• ACTION ITEM:
Give back every line of the material below that has the string "good".

• SUPPLIED DATA:

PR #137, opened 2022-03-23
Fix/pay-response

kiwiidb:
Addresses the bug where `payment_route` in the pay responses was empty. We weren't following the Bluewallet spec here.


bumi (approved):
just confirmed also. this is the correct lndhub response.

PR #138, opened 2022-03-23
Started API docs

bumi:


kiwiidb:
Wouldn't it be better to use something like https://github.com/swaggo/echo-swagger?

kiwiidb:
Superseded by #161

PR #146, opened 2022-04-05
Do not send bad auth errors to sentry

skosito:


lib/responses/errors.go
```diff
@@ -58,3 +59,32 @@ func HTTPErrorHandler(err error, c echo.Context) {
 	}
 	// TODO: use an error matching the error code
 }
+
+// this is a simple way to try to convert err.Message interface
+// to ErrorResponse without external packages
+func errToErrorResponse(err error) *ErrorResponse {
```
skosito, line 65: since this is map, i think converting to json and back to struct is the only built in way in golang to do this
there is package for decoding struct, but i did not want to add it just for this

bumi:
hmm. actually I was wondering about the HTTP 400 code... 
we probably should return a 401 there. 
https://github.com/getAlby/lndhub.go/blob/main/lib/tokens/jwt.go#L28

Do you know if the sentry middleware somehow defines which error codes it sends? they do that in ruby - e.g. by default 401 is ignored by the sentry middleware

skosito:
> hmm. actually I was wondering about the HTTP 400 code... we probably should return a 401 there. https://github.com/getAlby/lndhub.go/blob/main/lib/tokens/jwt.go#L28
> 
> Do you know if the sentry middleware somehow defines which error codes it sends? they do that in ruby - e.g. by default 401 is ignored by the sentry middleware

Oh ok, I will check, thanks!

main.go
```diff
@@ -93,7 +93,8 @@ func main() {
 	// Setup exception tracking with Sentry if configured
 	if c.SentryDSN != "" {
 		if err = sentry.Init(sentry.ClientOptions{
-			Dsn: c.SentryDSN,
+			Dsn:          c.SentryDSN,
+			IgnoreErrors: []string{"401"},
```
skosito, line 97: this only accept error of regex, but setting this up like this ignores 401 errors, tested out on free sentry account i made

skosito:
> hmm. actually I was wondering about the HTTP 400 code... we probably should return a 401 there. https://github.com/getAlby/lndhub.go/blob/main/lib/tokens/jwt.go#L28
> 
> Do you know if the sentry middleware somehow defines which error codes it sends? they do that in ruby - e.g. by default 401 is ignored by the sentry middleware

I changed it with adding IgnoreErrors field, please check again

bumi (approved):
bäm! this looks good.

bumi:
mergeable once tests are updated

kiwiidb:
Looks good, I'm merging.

---

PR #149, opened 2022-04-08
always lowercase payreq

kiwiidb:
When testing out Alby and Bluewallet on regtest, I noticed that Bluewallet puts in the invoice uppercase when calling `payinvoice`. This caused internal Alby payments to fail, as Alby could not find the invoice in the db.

• SOLUTION TO THIS EXERCISE:
bäm! this looks good.
Looks good, I'm merging.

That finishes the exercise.